Why the FBI and DOJ are still wrong

http://www.examiner.com/islamic-in-detroit/why-the-fbi-and-doj-are-still-wrong

Why the FBI and DOJ are still wrong

By Heather Jackson

October 25, 2010. As we approach the anniversary of the death of local Imam Luqman Abdallah, many questions remain unanswered. If one has the right to innocence until proven guilty, then it would surely stand that in death one has more of a right to that innocence until it is proven guilty. Imam Luqman lost his life without an opportunity to be heard. At the very least, law enforcement officials must prove that the taking of this man’s life was warranted. For the community to ignore this issue would be to the detriment of its citizens. If it can happen to one person, it can happen to all.

The Detroit Free Press recently offered a few minutes of the tape they acquired through a FOIA request depicting the take down in the warehouse including the death of  Imam Luqman. The tape raises many more questions than it answers. The tape depicts men in a warehouse working, and then what amounts to CQC or close quarters combat. CQC is typically used to move quickly to subdue potential criminals who are thought to be highly violent, i.e., hostage situations. As one can clearly see in this video, these men were clearly caught off guard and seemingly scared. They had no visible weapons. Once the lasers were visible, they were surrendering and on the floor.  The video is not helpful in understanding why Imam Luqman was shot, as there is no clear depiction of what happened. All that can be seen is a hesitation on the part of Imam Luqman to get on the ground, men with drawn guns, a dog going in and out.

According to the information that has been made available to the public, the FBI initiated this investigation based on some informant’s ideas that this group of impoverished Black Muslim men were plotting to somehow overthrow the government. After three years of surveillance and with at least one if not more informants inside, they were not able to make a case for treason or terrorism. At the end of the day, they claimed only petty crimes that are normally handled by local police departments.

It is normal for the unit initiating an investigation to continue it. What gets confusing in this case is why the FBI targeted these people to begin with and why when they discovered this was not a group with terrorist activities they didn’t either turn this over to local law enforcement or discontinue using tactics meant for such activities like CQC? In the absence of the DOJ independent investigation answering these questions or the FBI themselves, these questions remain especially when you compare this case to another that was within months of Imam Luqman’s death.

In March 2010, nine members of the Hutaree militia group were arrested and taken without incident into custody by local law enforcement in three different states including Michigan. This militia group had plans, training and tactical plans to assault law enforcement agencies to start a revolution within the United States. The Federal judge in this case released the nine people arrested to be freed until trial citing the prosecutors did not demonstrate that they were of potential harm to anyone if they were released.

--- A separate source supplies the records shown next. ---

PR #6443, opened 2025-02-27
Import catalog metadata from any record in the metadata editor

### LINKED ISSUE #5915: Import of structural data elements from the catalog
In Kitodo 2 importieren wir Metadaten für Strukturdatenelemente aus dem Katalog, genauer gesagt: Wir importieren Metadaten anhängender Werke aus dem K10Plus im Metadateneditor ("Strukturelemente aus Opac hinzufügen"). Dabei wird derselbe Weg für den Import gewählt wie beim Vorgang anlegen, heißt: der Import funktioniert äquivalent zur sonstigen Importkonfiguration. Diese Funktion benötigen wir auch in Kitodo 3, da wir mit Os-Stufen, also Katalogaufnahmen für Aufsätze, aus dem CBS arbeiten, und deren Metadaten PPN-basiert in den übergeordneten Kitodovorgang importieren. 

Zunächst legt ein:e Bearbeiter:in händisch das Strukturelement „Anhängendes Werk“ an und weist die Images zu (äquivalent zu einem Kapitel o.Ä.). Anschließend wird das angelegte Element angewählt, und als Suchbegriff für das Strukturelement aus dem Opac die PPN des gewünschten Katalog-Datensatzes eingegeben. Per Klick auf „Nur Metadaten“ werden die Metadaten aus dem CBS importiert. 

image

In diesem Beispiel sehen die Metadaten für das anhängende Werk nun wie folgt aus:
 
image

Unsere SBB-Kolleg:innen vermissen dieses Feature bei der Strukturdatenerfassung in der neuen Kitodoversion. Wir wünschen uns eine Implementierung in der 3er-Version.

-----

English: In Kitodo 2, we import structural data elements from the catalog, or more precisely: we import attached works from the CBS in the metadata editor ("Add structural elements from Opac"). We also need this function in Kitodo 3, as we work with Os-records from the K10Plus. My SBB colleagues sorely miss this feature in the new Kitodo version. We would like to see it implemented in the 3 version.

thomaslow:
Fixes #5915

Todo
- [ ] Discuss user interface design with community
- [ ] Improve code style
- [ ] Add selenium tests

Demonstration video:

https://github.com/user-attachments/assets/9bd2835b-8cae-41c6-bbe9-362b7356b253

### DIFF
--- a/Kitodo/src/main/java/org/kitodo/production/forms/dataeditor/DataEditorForm.java
+++ b/Kitodo/src/main/java/org/kitodo/production/forms/dataeditor/DataEditorForm.java
@@ -49,6 +49,7 @@ import org.apache.logging.log4j.Logger;
 import org.kitodo.api.MetadataGroup;
 import org.kitodo.api.dataeditor.rulesetmanagement.FunctionalMetadata;
 import org.kitodo.api.dataeditor.rulesetmanagement.RulesetManagementInterface;
+import org.kitodo.api.dataformat.Division;
 import org.kitodo.api.dataformat.LogicalDivision;
 import org.kitodo.api.dataformat.PhysicalDivision;
 import org.kitodo.api.dataformat.View;
@@ -1328,8 +1329,13 @@ public class DataEditorForm implements MetadataTreeTableInterface, RulesetSetupI
      * Perform metadata update for current process.
      */
     public void applyMetadataUpdate() {
-        DataEditorService.updateMetadataWithNewValues(workpiece, updateMetadataDialog.getMetadataComparisons());
-        metadataPanel.update();
+        Division<?> division = metadataPanel.getLogicalMetadataTable().getDivision();
+        if (Objects.nonNull(division) && division instanceof LogicalDivision) {
+            DataEditorService.updateMetadataWithNewValues((LogicalDivision) division, updateMetadataDialog.getMetadataComparisons());
+            metadataPanel.update();
+        } else {
+            Helper.setErrorMessage("cannot update metadata of non-logical division");
+        }        
     }
 
     /**
--- a/Kitodo/src/main/java/org/kitodo/production/forms/dataeditor/ImportMetadataDialogSequence.java
+++ b/Kitodo/src/main/java/org/kitodo/production/forms/dataeditor/ImportMetadataDialogSequence.java
@@ -1,0 +1,162 @@
+/*
+ * (c) Kitodo. Key to digital objects e. V. <contact@kitodo.org>
+ *
+ * This file is part of the Kitodo project.
+ *
+ * It is licensed under GNU General Public License version 3 or later.
+ *
+ * For the full copyright and license information, please read the
+ * GPL3-License.txt file that was distributed with this source code.
+ */
+
+package org.kitodo.production.forms.dataeditor;
+
+import java.io.IOException;
+import java.io.Serializable;
+import java.net.URISyntaxException;
+import java.util.Collections;
+import java.util.HashSet;
+import java.util.LinkedList;
+import java.util.List;
+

When you have one group of men who are unarmed, indigent and moving TVs in warehouse and believed to be religious men in a community of religious people taken into custody in such a violent way that one dies as a result, and you have another group who have weapons, plans and training and are taken without incident and released this raises large and looming questions. One obvious difference is that the Hutaree members are white and these Muslim men were majority black. In the American narrative that raises a lot of issues. Is it race that made the difference here? The Hutaree claim to be Christian and Imam Luqman was clearly Muslim. Was religion the issue? Where are those we are to entrust with service and protection to answer these questions.

As we approach the anniversary of a seemingly innocent man’s death, we should not get lost in details and remember the larger questions why were these men targeted and that every man even in death is innocent until proven guilty. Why is the government willing to forego trust with its citizens? What is it hiding? We have a duty to question the methods used to protect us.